GENERALLY, red and apricot lack what is referred to as "type". They are a more common poodle as opposed to a poodely poodle. Heads will be broader in the back, often the rear will be higher than the withers, croups will slope and tailsets will be low. They will also lack "carriage". That is how they hold their head and their tail - both should be upright - Some lines have other particular issues - but that is an overall generalization.

I can attach photos of Lombardi and Brees - both boys are AKC CHs Both boys placed in their classes at PCA National Specialty :first: Including some moving photos along with standing so you can hopefully see the carriage and how they should move when they are collected. I will leave it to you to look at other photos of other moving poodles and see if you can evaluate the differences. Wish I had a moving photo of London - who was poetry to watch in motion. Thomas was another of my favorites. I'd love for my boys to measure up - but frankly they don't. They ARE, however, outstanding examples of color. (I have noted before that the London's and Flames and Ally's of the poodle world are exceptions in any color. Just incredible animals that are a cut above all others.)

It's not the easiest thing to explain..... and, frankly, I think you will either have an eye or not. I think many things can be taught, but if you cannot first "see" that something doesn't measure up, then I am not certain how the intricacies of structure and how it all comes together can be explained.

Not sure if I have helped or not....


Tabatha
NOLA Standards

PS The attachments are killing me. PM me or email. Probably best...


----------



## outwest (May 1, 2011)

Here's a short one of London:




And here is one from PCA 2013 (over 5 years old here).


----------



## mersailes (Jul 17, 2013)

He moves beautifully! So flashy. I love his prance.


----------



## N2Mischief (Dec 3, 2012)

I totally agree with having an eye or not. I don't. I showed quarter horses for a long time. I could look at two horses and know they are nice, but can't seem to say why one is better, I can't seem to "see" angles. I can tell you if a horse has a pretty head, or a nice butt, but I can't tell you if the hock is too straight or the shoulder too sloped. 

I'm that way with poodles too. I can tell if one has nice movement but if they don't, I can't tell you exactly why. 

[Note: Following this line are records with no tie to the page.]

PR #801, opened 2025-01-22
populate optsum in prfit!

palday:
- [x] add entry in NEWS.md

### DIFF
--- a/NEWS.md
+++ b/NEWS.md
@@ -1,3 +1,7 @@
+MixedModels v4.29.1 Release Notes
+==============================
+- Populate `optsum` in `prfit!` call. [#800]
+
 MixedModels v4.29.0 Release Notes
 ==============================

I was watching one poodle go around and I thought it moved funny. My breeder was with me so I asked her. She had me notice that the front end of the dog didn't move with the back end. Kind of like two dogs trying to move together. I know it sounds strange and looked odd, but I couldn't pinpoint it.


----------



## Baer Paws (Jan 24, 2013)

*Gaits*

He moves beautifully! So flashy. I love his prance. 

I believe if you start looking at movement in a dog or a horse that they actually have 3 gaits, we could get into other gaits but to keep it simple, the basic 3 gaits is walk, trot, and canter. 
When showing the dog he is at the "trot". This is a two beat gait where the 2 diagonal legs hit the ground at the same time. The trot when done correctly can show the extension of the front leg and the back leg that are not hitting the ground and the 2 legs hitting the ground should form a "v". You can see this exaggerated and in its most beautiful form in "Dressage with Horses" doing the extended trot. 
http://departmentofsports.com/blog/...otte-Hinds-on-ATE-Extended-Trot-CADI-2011.jpg

In this link you will see that the front leg and back leg that are extended are about at the same level, and also you see the "v" with the two inside legs and it make it look as if it is floating on air. This is Vikki.
http://www.toypoodlevikki.com/web images/candid pics/images/ds_021306_c_ny(233)(1)e8x10n.jpg

once you can see the proper gait then you can start looking at the structure that makes a proper gait, but just remember that you have to have correct structure to get this wonderful stride.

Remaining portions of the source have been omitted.